The Data Dynamics Advantage
As mentioned earlier, fintech start-ups have ignited a wave of excitement in the financial industry by offering customers innovative alternatives to traditional solutions. The current pandemic has further accelerated their growth, turning them into an integral part of life for GenZ and Millennials. Even tech giants like Apple, Google, and Amazon have jumped into the fintech market, introducing e-banking platforms that pose a threat to the established banking ecosystem. Today, an impressive 65% of consumers embrace digital banking, while an astounding 90% of fintech companies credit their success to enhanced client experiences.

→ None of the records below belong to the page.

PR #629, opened 2026-01-04
Introduce FreeBSD CI and make tests pass

arrowd:
See individual commit descriptions.

### DIFF
--- a/.github/workflows/ci.yml
+++ b/.github/workflows/ci.yml
@@ -70,3 +70,45 @@ jobs:
 
       - name: Build & test
         run: .github/workflows/ci.sh ${{ matrix.phase }} elogind
+
+  freebsd:
+    runs-on: ubuntu-24.04
+    steps:
+      - name: Repository checkout
+        uses: actions/checkout@v6
+
+      - name: Build & test
+        uses: cross-platform-actions/action@v0.31.0
+        with:
+          operating_system: 'freebsd'
+          version: '15.0'
+          architecture: 'x86_64'
+          run: |
+            # Use latest package set
+            sudo mkdir -p /usr/local/etc/pkg/repos/
+            sudo cp /etc/pkg/FreeBSD.conf /usr/local/etc/pkg/repos/FreeBSD.conf
+            sudo sed -i.bak -e 's|/quarterly|/latest|' /usr/local/etc/pkg/repos/FreeBSD.conf
+
+            echo "::group::Dependencies installation"
+            sudo -E pkg install -y \
+                meson gettext-tools gobject-introspection glib dbus pkgconf \
+                expat duktape-lib consolekit2 py311-dbus py311-python-dbusmock \
+                gtk-doc python3 perl5
+            echo "::endgroup::"
+
+            # gtk-doc fails when calling xsltproc with an obscure error
+            # failed to load external entity "http://www.oasis-open.org/..."
+            # Trick meson in believing that it works fine
+            sudo ln -fs /usr/bin/true /usr/local/bin/gtkdoc-mkhtml
+            sudo ln -fs /usr/bin/true /usr/local/bin/gtkdoc-fixxref
+
+            echo "::group::Build and test"
+            sudo service dbus onestart
+            sudo env ALLOW_SYSTEM_AFFECTING_TESTS=1 \
+                .github/workflows/ci.sh CLANG ConsoleKit
+            echo "::endgroup::"
+
+            # We carried the build as root, so some policy files are now
+            # unreadable by the regular user. The action tries to rsync build
+            # artifacts out of VM, which fails unless we change files owner.
+            sudo chown -R $USER .
--- a/.github/workflows/ci.yml
+++ b/.github/workflows/ci.yml
@@ -70,3 +70,45 @@ jobs:
 
       - name: Build & test
         run: .github/workflows/ci.sh ${{ matrix.phase }} elogind
+
+  freebsd:
+    runs-on: ubuntu-24.04
+    concurrency:
+      group: freebsd-${{ github.workflow }}-${{ github.ref }}-${{ matrix.phase }}
+      cancel-in-progress: true
+    defaults:
+      run:
+        shell: cpa.sh {0}
+
+    steps:
+      - name: Repository checkout
+        uses: actions/checkout@v6
+
+      - name: Build & test
+        uses: cross-platform-actions/action@5ea7e8e4677bd726033a10b094ba1c5762b15dee # v.1.3.0
+        with:
+          operating_system: 'freebsd'
+          version: '15.1'
+          architecture: 'x86_64'
+          run: |
+            # Use latest package set
+            sudo mkdir -p /usr/local/etc/pkg/repos/
+            sudo cp /etc/pkg/FreeBSD.conf /usr/local/etc/pkg/repos/FreeBSD.conf
+            sudo sed -i.bak -e 's|/quarterly|/latest|' /usr/local/etc/pkg/repos/FreeBSD.conf
+
+            echo "::group::Dependencies installation"
+            sudo -E pkg install -y \
+                meson gettext-tools gobject-introspection glib dbus pkgconf \
+                expat duktape-lib consolekit2 py312-dbus py312-python-dbusmock \
+                gtk-doc python3 perl5
+            echo "::endgroup::"
+
+            echo "::group::Build and test"
+            sudo service dbus onestart
+            sudo .github/workflows/ci.sh CLANG ConsoleKit
+            echo "::endgroup::"
+
+            # We carried the build as root, so some policy files are now
+            # unreadable by the regular user. The action tries to rsync build
+            # artifacts out of VM, which fails unless we change files owner.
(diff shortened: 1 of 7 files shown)


arrowd:
Ping.

arrowd:
Ping again.

arrowd:
Monthly ping.

test/wrapper.py
```diff
@@ -34,15 +36,11 @@ def setup_test_namespace(data_dir):
...
     except AttributeError:
         print("Python 3.12 is required for os.unshare(), skipping")
-        sys.exit(77)
-    except OSError as e:
-        if e.errno == errno.EINVAL:
-            print("os.unshare(os.CLONE_NEWNS|os.CLONE_NEWUSER) not supported, skipping")
-            sys.exit(77)
-        raise
+        return False
+    return True
```
jrybar-rh, line 48: Removing OSError results in unhandled exception. False can be returned, but the exception needs to be caught first.

test/wrapper.py
```diff
@@ -74,6 +72,43 @@ def stop_dbus(pid: int) -> None:
     signal.signal(signal.SIGTERM, signal.SIG_DFL)
 
 
+def setup_test_unconstrained_linux(data_dir):
+    shutil.copytree(os.path.join(data_dir, "etc"), "/etc", dirs_exist_ok=True)
```
jrybar-rh, line 81: If I'm not mistaken, this fn is called when os.unshare() fails, so this overwrites live /etc on host. It cannot be presumed that the test is always run in a scrap vm/container or setup_test_namespace() doesn't fail.

test/wrapper.py
```diff
@@ -74,6 +72,43 @@ def stop_dbus(pid: int) -> None:
...
+def setup_test_unconstrained_freebsd(data_dir):
+    # The /etc/passwd file on FreeBSD has a slightly different structure,
+    # so instead of copying it we parse the source file and invoke 'pw useradd'
+    passwd = os.path.join(data_dir, "etc", "passwd")
+    with open(passwd, 'r') as file:
+        for line in file:
+            fields = line.split(":")
+            if fields[0] == "root":
+                continue
+            subprocess.call(["pw", "useradd", "-n", fields[0], "-u", fields[2], "-c", fields[4], "-d", fields[5], "-s", fields[6].strip()])
```
jrybar-rh: The number of fields should be checked for first if no return code is handled.

.github/workflows/ci.yml
```diff
@@ -70,3 +70,45 @@ jobs:
...
         run: .github/workflows/ci.sh ${{ matrix.phase }} elogind
+
+  freebsd:
+    runs-on: ubuntu-24.04
+    steps:
+      - name: Repository checkout
+        uses: actions/checkout@v6
+
+      - name: Build & test
+        uses: cross-platform-actions/action@v0.31.0
```
jrybar-rh: Hash might be more helpful than version (cross-platform-actions doesn't have public members. The more security, the better.)

test/wrapper.py
arrowd: The `_unconstrained_*` variants of the test are only invoked if the user provided the `ALLOW_SYSTEM_AFFECTING_TESTS=1` env var. Maybe we should rename it to `ALLOW_SYSTEM_DESTRUCTIVE_TESTS` to underline the fact, that they should only be executed in a throw-away environments.

.github/workflows/ci.yml
```diff
@@ -70,3 +70,49 @@ jobs:
...
+
+            # gtk-doc fails when calling xsltproc with an obscure error
+            # failed to load external entity "http://www.oasis-open.org/..."
+            # Trick meson in believing that it works fine
+            sudo ln -fs /usr/bin/true /usr/local/bin/gtkdoc-mkhtml
+            sudo ln -fs /usr/bin/true /usr/local/bin/gtkdoc-fixxref
+
+            echo "::group::Build and test"
+            sudo service dbus onestart
+            sudo env ALLOW_SYSTEM_AFFECTING_TESTS=1 \
```
mrc0mmand: I'd move the `ALLOW_SYSTEM_AFFECTING_TESTS=1` variable definition to `.github/workflows/ci.sh` and export it there, since we want to run the "system affecting tests" in all GHA CIs.

.github/workflows/ci.yml
```diff
@@ -70,3 +70,49 @@ jobs:
...
+            sudo sed -i.bak -e 's|/quarterly|/latest|' /usr/local/etc/pkg/repos/FreeBSD.conf
+
+            echo "::group::Dependencies installation"
+            sudo -E pkg install -y \
+                meson gettext-tools gobject-introspection glib dbus pkgconf \
+                expat duktape-lib consolekit2 py311-dbus py311-python-dbusmock \
+                gtk-doc python3 perl5
+            echo "::endgroup::"
+
+            # gtk-doc fails when calling xsltproc with an obscure error
```
mrc0mmand: This is strange, I can't reproduce anything like this locally on FreeBSD 15.1 - do you have any logs where this happened?

test/wrapper.py
```diff
@@ -74,6 +77,45 @@ def stop_dbus(pid: int) -> None:
...
+            members = fields[3].strip()
+            if len(members) > 0:
+                cmd.append("-M")
+                cmd.append(members)
+            if fields[0] == "root":
+                cmd = ["pw", "groupmod", "-g", "0", "-l", "root"]
+            subprocess.call(cmd)
+    # netgroup can be used as is
+    shutil.copy2(os.path.join(data_dir, "etc", "netgroup"), "/etc/netgroup")
+    # 10-testing.rules calls into /bin/true, but on FreeBSD it is located
```
mrc0mmand: Feel free to update `10-testing.rules` to use `/usr/bin/true` instead, so you can drop this.

test/wrapper.py
```diff
@@ -74,6 +77,45 @@ def stop_dbus(pid: int) -> None:
     signal.signal(signal.SIGTERM, signal.SIG_DFL)
 
 
+def setup_test_unconstrained_linux(data_dir):
+    shutil.copytree(os.path.join(data_dir, "etc"), "/etc", dirs_exist_ok=True)
+
+def setup_test_unconstrained_freebsd(data_dir):
+    # The /etc/passwd file on FreeBSD has a slightly different structure,
```
mrc0mmand: I'm not really a fan of this part. I'd just create the `passwd` and `group` files in `test/data/etc/` with `.bsd` suffix (or something like that) in the expected format, and use them here to replace the original `passwd` and `group`.

test/data/etc/polkit-1/rules.d/10-testing.rules
```diff
@@ -140,7 +140,7 @@ polkit.addRule(function(action, subject) {
 polkit.addRule(function(action, subject) {
     if (action.id == "net.company.spawning.successful_helper") {
         try {
-            polkit.spawn(["/bin/true"]);
+            polkit.spawn(["/usr/bin/true"]);
```
mrc0mmand: *sigh*, looks like this time it's Alpine that's misbehaving, because:

```
/ # which true
/bin/true
/ # ls -l /bin/true
lrwxrwxrwx    1 root     root            12 Feb 13  2025 /bin/true -> /bin/busybox
```

However, given that `polkit.spawn()` calls `g_spawn_async_with_pipes()` with `G_SPAWN_SEARCH_PATH`, the absolute path shouldn't be necessary here. So let's just use `true` (and `false` below), and hope for the best.

mrc0mmand (commented):
Also, please squash the last two commits, since the latter one removes something the former commit introduces.

mrc0mmand (approved):
LGTM, thanks.

The remaining CI fail is unrelated - it's a bug in Alpine's `fortify-headers` package, which has been already resolved in upstream https://github.com/jvoisin/fortify-headers/commit/b9121e4d679b5fccb69abcb58b05a6be5c7191dc), but hasn't been pulled into Alpine yet.

(EDIT: it actually has been pulled into Alpine, but just ~three hours ago ATTOW - https://gitlab.alpinelinux.org/alpine/aports/-/commit/6f16884e9f49f56df3f41c1ab07f221e4a0ae051)

.github/workflows/ci.yml
```diff
@@ -70,3 +70,42 @@ jobs:
 
       - name: Build & test
         run: .github/workflows/ci.sh ${{ matrix.phase }} elogind
+
+  freebsd:
+    runs-on: ubuntu-24.04
```
mrc0mmand, line 75: Ah, one more thing that I overlooked: please add a concurrency section here, so the freebsd CI job is cancelled on force-push when a new one is started. I.e. something like:

```yaml
    concurrency:
      group: freebsd-${{ github.workflow }}-${{ github.ref }}-${{ matrix.phase }}
      cancel-in-progress: true
```

Similarly how it's done for the already existing jobs.

test/wrapper.py
jrybar-rh: This sounds better, more alerting. Can you please push it? Everything else LGTM.

jrybar-rh (approved):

This rapid rise of fintech, coupled with economic shifts and regulatory changes, has fundamentally transformed the face of banking and financial services.
Fintech start-ups are fortunate to have emerged in a world teeming with cutting-edge technologies such as RPA, cloud computing, blockchain, AI, and ML, granting them a unique advantage over traditional financial players hampered by outdated infrastructures and untapped data reserves. Yet, if harnessed securely and effectively, this data has the potential to unlock unparalleled competitive advantages. Sadly, the data currently resides in isolated silos, hindering the ability to fully exploit its value. A staggering 80% of the stored data in this industry remains unstructured, with less than 1% of that unstructured data evaluated or utilized for decision-making. As guardians of this vast amount of data, financial services organizations face the distinctive challenge of managing and making sense of unstructured data to provide personalized, cutting-edge customer service. However, unraveling the complexities of massive unstructured data sets can be daunting. Where is the data? Who can access it? Is it secure and compliant?
In this exhilarating landscape, Data Dynamics steps in to help the BFSI industry harness the incredible knowledge and expertise embedded within their own organizations’ data, ultimately delivering both immediate and long-term business value. As a leading provider of enterprise data management solutions, Data Dynamics offers the Unified Unstructured Data Management Platform, empowering organizations to structure their unstructured data effectively. The platform encompasses four modules – Data Analytics, Mobility, Security, and Compliance. Proven in over 300+ organizations, including 28 Fortune 100 companies and six of the world’s largest banks, this comprehensive platform acts as a one-stop solution, enabling financial organizations to fully capitalize on the capabilities of unstructured and high-volume data, thus attaining and maintaining a competitive edge.
With Data Dynamics, financial enterprise customers can eliminate the use of individual point solutions with siloed data views. Instead, they can utilize a single software platform to structure their unstructured data, unlock data-driven insights, secure data, ensure compliance and governance and drive cloud data management.